The above is my answer, I hope it will help you!

It is really reluctant.

When my son gave up breast milk, he also had an ideological struggle. Give him up when he is eight months old and let him eat more other complementary foods. Every time my father says quit, I always say in my heart, wait! Looking at his miserable appearance, you have ten thousand reasons not to give up on him!

Until one year old. I really have to make up my mind to resign. Children don't eat for half a day. If he always wants to get into your arms, he will put some toothpaste on it to make him feel unable to eat. It's medicine He also has doubts. He wanted to eat but dared not, so he kept muttering. Because I stopped giving him milk and left him, he wanted to eat when he saw me. In fact, he is a good boy, and the day has passed.

Night is the hardest time, and we are both miserable. We don't eat milk for a day, and it hurts when we touch it, which is extremely hard. Children are addicted to it, and crying makes you feel distressed! Alas! When there is nothing to do, the father of the child gets up and hugs for a while, and when he calms down, he goes back to sleep! The first two nights were the hardest time, and then he stopped crying. Slowly, he gave up in a week or so!

Because I take care of the children alone, my father goes out early and comes back late every day. I didn't leave him half a step to give up milk. Among them, suffering, addiction, crying, sadness, love and thousands of emotions are disturbing. At this stage, the inner emotional drama must be brewed. When you quit breastfeeding, you won't be defeated by this emotional drama, hahaha!

Finally, I wish you success in quitting milk!

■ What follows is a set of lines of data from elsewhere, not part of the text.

Issue #821, opened 2023-10-27
Setting nodes for transactions is wrong


rokn:
### Description

When creating a new transaction we always set the same nodes for this transaction. This should be done in a randomized manner. 

### Steps to reproduce

1. Create multiple transactions
2. All of them have the same first healthy nodes

### Hedera network

mainnet, testnet, previewnet

### Version

v0.31.0

### Operating system

None

PR #828, opened 2023-11-07
Fix/wrong nodes for transactions

bamzedev:
**Description**:
This PR adds a randomization on nodes, so that it does not always picks the same node.

**Related issue(s)**:

Fixes https://github.com/hashgraph/hedera-sdk-go/issues/821

**Checklist**

### DIFF
--- a/network.go
+++ b/network.go
@@ -21,6 +21,7 @@ package hedera
  */
 
 import (
+	"math/rand"
 	"time"
 )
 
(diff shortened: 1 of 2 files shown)


network.go
```diff
@@ -143,6 +144,12 @@ func (network *_Network) _GetNodeAccountIDsForExecute() []AccountID { //nolint
 		nodes = append(nodes, network.healthyNodes[i].(*_Node).accountID)
 	}
 
+	// shuffle the nodes, so that the first node is not always the same
+	for i := range nodes {
+		j := rand.Intn(i + 1) // #nosec
+		nodes[i], nodes[j] = nodes[j], nodes[i]
+	}
+
```
rokn, line 152: I think we should randomize the whole list before getting the 1/3rd of the nodes. So we can hit all of the nodes, not just the first third.

rokn (approved):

Am I the only one who thinks weaning is too cool? My two children were weaned in four months. First of all, there is not enough milk to eat. In fact, mixed feeding is also possible. I can eat 3-4 meals a day. But my husband said that if I feel hard, I should stop. Anyway, my children are used to milk powder. I eat a lot of soup and water every day, which makes me feel uncomfortable. Moreover, the weather in Sanya is hot and it is uncomfortable to raise milk. The whole family agreed that I was weaned, so we broke up smoothly. My mother-in-law cooked for a few days, and I was completely out of milk. And then I realized it wasn't cool at all. After weaning, the baby breastfeeds regularly. My husband gets up at night to nurse. I slept well, my figure recovered, and my whole popularity was good. Take care of the baby during the day and eat snacks from time to time to make yourself happy. In the evening, my husband and I can go out for a drink Anyway, it's all kinds of fun. When the second child was four and a half months old, my husband asked me if I wanted to wean. It's been half a month since milk powder was added. I decided to start weaning, and then I started fooling around with my boss. My brother basically gave it to my mother-in-law and husband. The most amazing thing is that my children are weaned so easily that they never need milk. He makes milk powder when he is hungry.